Mind Bridges/Web: An web-based platform for student dialog and multisensory learning

Mind Bridges/Web runs as a web-based application. Communication between students takes place in an asynchronous fashion. In addition to browsing and responding to threaded discussions, students can also perform keyword-based search to find relevant messages. The Mind Bridges/Web snapshot (shown above) illustrates what it is like to read a multimedia message incorporating a digital movie, text and a picture using the Mind Bridges/Web client.

The second project, VRoom, is a learning environment for highly socialized meaning con-struction and knowledge building. Unlike Mind Bridges/Web, VRoom is a real-time,synchronous system where students navigate in a virtual world, meet other people and discuss ideas with them. VRoom, an acronym for Virtual Reality Object-Oriented MUD, is a system that integrates virtual reality technology with object-oriented MUDs (also known as MOOs). Unlike traditional text-based MOOs, however, world building is not an important element in VRoom. Rather, the aim is to support a highly socialized form of learning interaction between participants in the virtual world.

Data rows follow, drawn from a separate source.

PR #1255, opened 2022-02-04
#1250 - Require garden:update in order to view connection parameters

### LINKED ISSUE #1250: Add an authorization check for viewing garden connection parameters
The gardens API response currently returns all of a garden's properties as long as the user has the "garden:read" permission.  This includes the garden connection information, which really shouldn't be viewable by users with just "garden:read" access, since it includes things like username and password.

We should instead have a separate authorization check to determine if the connection information should be included in the response or not.  Since the "garden:update" permission implies that the use can change the connection parameters, that's probably a reasonable permission to check when determining if they can read them as well.

scott-taubman:
Closes #1250 

This PR adds a check for the "garden:update" permission to decide whether the gardens API response should include the connection parameters.  It does this using an alternate schema if the user does not have the required permission.

Additionally, there was a TODO in the unit test file for the garden handler tests for adding some tests for POST, so I tackled that here as well.

## Test Instructions
The new unit tests cover this one okay, but to observe it in action you can do the following:

* As a user with the "garden:update" permission for at least one garden, hit the `/api/v1/gardens` and `/api/v1/gardens/<garden_name>` endpoints.  You can also just hit the UI logged in as the user and view the API calls in the dev panel.  In both cases you should see the "connection_params" included in the garden response.
* Do the same for a use without "garden:update" permissions.  The "connection_params" should not be included in the response.

### DIFF
--- a/src/app/beer_garden/api/http/handlers/v1/garden.py
+++ b/src/app/beer_garden/api/http/handlers/v1/garden.py
@@ -1,10 +1,14 @@
 # -*- coding: utf-8 -*-
+import json
+
 from brewtils.errors import ModelValidationError
 from brewtils.models import Operation
 from brewtils.schema_parser import SchemaParser
 
 from beer_garden.api.authorization import Permissions
 from beer_garden.api.http.handlers import AuthorizationHandler
+from beer_garden.api.http.schemas.v1.garden import GardenReadSchema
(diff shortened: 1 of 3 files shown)


jlrpnbbngtn (approved):
LGTM

PR #1261, opened 2022-02-19
#1258 - User management UI

### LINKED ISSUE #1258: Allow user management via the UI
There should be a means of managing users (also roles and role assignments) through the UI.

scott-taubman:
Closes #1258 

This PR adds the ability to update user role assignments via both the API and the UI.

Through the UI, if the logged in user has the global `user:update` permission, a "Users" menu item will be available in the "Admin" dropdown.  From that page a new user can be created or an existing user can be selected from the list.  Selecting an existing user brings up a simple management page where the user's role assignment can be managed or the user can be deleted.

# Test Instructions
* Make sure your role definitions are updated such that superuser (or some other role) has the `user:*` permissions.
* Login to the UI as a user with those `user:*` permissions in the "Global" scope.
* Select the "Users" menu item from the Admin drop down to get to the new pages.
* Test out creating, removing, and modifying users.  Make sure things work as you'd expect and the user experience seems somewhat reasonable.


src/ui/src/js/controllers/admin_user_view.js
```diff
@@ -0,0 +1,242 @@
...
+  };
+
+  const generateUserSF = function() {
+    $scope.userSchema = roleAssignmentSchema;
+    $scope.userForm = roleAssignmentForm;
+    $scope.userModel = serverModelToForm($scope.data);
+
+    // This gets set here because $scope.roleNames is not yet set at
+    // roleAssignmentSchema declaration time
+    $scope.userSchema.properties.role_assignments.items.properties.role_name.enum =
```
scott-taubman, line 130: The way the code is written, I believe it should be the case that the role names are guarenteed to be loaded by the time we get here (see the very last line of this file).  And then the form is redrawn immediately after this line.   Given that, what is supposed to happen is that the "Role" field is a dropdown populated by the actual list of roles that currently exist, per the `/api/v1/roles/` endpoint.  

For reasons that are totally unclear, this works like 80 - 90% of the time.  Every once in a while the role field will render as just a regular text input field rather than a dropdown.  I feel like this is a bug with the ASF library and not my code.  I tried a few variations on this, including defining the entire schema right here so that I didn't have to inject the enum property after the fact.  Nothing I tried fixed this inconsistent behavior.  If someone else has suggestions as to why they think that might be happening I'm open to trying to fix it.  Otherwise I'm chalking it up to an ASF bug and moving on.

src/ui/src/js/controllers/admin_user_index.js
```diff
@@ -0,0 +1,75 @@
...
+}
+
+newUserController.$inject = ['$scope', '$uibModalInstance'];
+
+/**
+ * newUserController - New User controller.
+ * @param  {$scope} $scope                        Angular's $scope object.
+ * @param  {$uibModalInstance} $uibModalInstance  Angular UI's $uibModalInstance object.
+ */
+export function newUserController($scope, $uibModalInstance) {
```
scott-taubman, line 65: This file was originally `admin_user.js` and got renamed here.  I made a bunch of changes to the other controller in this file, but didn't really touch this one.  As such, the new user dialog is pretty simple and does not provide a whole lot of feedback.  I might address that down the road, but for now it works so I left it as is.

jlrpnbbngtn (approved):
Functionality tested in the UI and code reviewed for glaring errors. Everything looks good. Merging.

PR #649, opened 2022-02-01
[convertStandards] .sadl replaced with .csv files

kityansiu:


RACK-Ontology/ontology/DO-178C/SECTION_2.csv
```diff
@@ -0,0 +1,82 @@
...
+,,,A-1,,Software Planning Process,,A-1-5,,,,,,
+,,,A-1,,Software Planning Process,,A-1-6,,,,,,
+,,,A-1,,Software Planning Process,,A-1-7,,,,,,
+,,,A-2,,Software Development Process,,A-2-1,,,,,,
+,,,A-2,,Software Development Process,,A-2-2,,,,,,
+,,,A-2,,Software Development Process,,A-2-3,,,,,,
+,,,A-2,,Software Development Process,,A-2-4,,,,,,
+,,,A-2,,Software Development Process,,A-2-5,,,,,,
+,,,A-2,,Software Development Process,,A-2-6,,,,,,
+,,,A-2,,Software Development Process,,A-2-7,,,,,,
```
Ptival, line 15: Not important for this merge request, but I wonder if we could get away with only ever mentioning "fields" once...

RACK-Ontology/ontology/DO-178C/AGENT_1.csv
```diff
@@ -0,0 +1,3 @@
+description,identifier,title,definedIn_identifier,actedOnBehalfOf_identifier,dataInsertedBy_identifier
+,SC-205,,,,
+,RTCA,,,,
```
Ptival, line 3: Is it fine that both `DO-178C` and `DO-330` define these two agents.

I don't think it's a problem in the store because they go in their respective data graphs, rather I'm asking whether the repetition is okay with us (it's definitely simpler).

RACK-Ontology/ontology/DO-330/OBJECTIVE_2.csv
```diff
@@ -0,0 +1,77 @@
+description,entityURL,generatedAtTime,identifier,invalidatedAtTime,title,definedIn_identifier,satisfiedBy_identifier,dataInsertedBy_identifier,wasAttributedTo_identifier,wasDerivedFrom_identifier,wasGeneratedBy_identifier,wasImpactedBy_identifier,wasRevisionOf_identifier
+"Tool Executable Object Code is produced. ","","","T-2-7","","","","","","","","","",""
```
Ptival, line 2: Not sure why, but this CSV files uses a lot of empty strings for the missing fields, whereas the other ones just put nothing.

This may cause problems?

Ptival (approved):
Alright, it seems like this indeed ports all of the ARP, the DO-178C, and the DO-330 to CSV.

Apart from the remark about the use of empty strings rather than null values, I believe this is good to go!

RACK-Ontology/ontology/DO-330/OBJECTIVE_2.csv
kityansiu: Ah. Good find. Didn't cause any problems, but I cleaned up the empty strings anyway.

The VRoom snapshot (shown above) shows how participants in the virtual world, represented by avatars, can roam the virtual world and engage in learning conversations with other participants. The virtual world is full of life. In the background is a digital movie on a wall that can be played, observed and commented upon by the two human-like avatars shown. In addition, the virtual world supports animation (the rotating zebra in the cage) as well as sound (when approached and clicked, the monkey will animate and speak at the same time).

Conclusion

It is hoped that readers will be able to appreciate how systems like Mind Bridges/Web can be deployed to support media-rich knowledge construction and, in the process, develop students' critical and independent thinking skills. Learning environments like VRoom, on the other hand, can lead to deeply engaging forms of (physically) remote yet highly productive collaborative learning. In the not-too-distant future, we hope to deploy these systems for student use within the university.

I have attempted, in this article, to share certain epistemologically grounded viewpoints concerning learning and to illustrate how, based on these viewpoints, we have developed learning environments to support students' learning. It should be noted that these systems are oriented toward knowledge construction and to acquiring conceptual understanding. They do not, for example, foster skill acquisition. Experiential grounding, through the pursuance of projects, for example, must still take place outside of these systems as a complement to intensional knowledge building.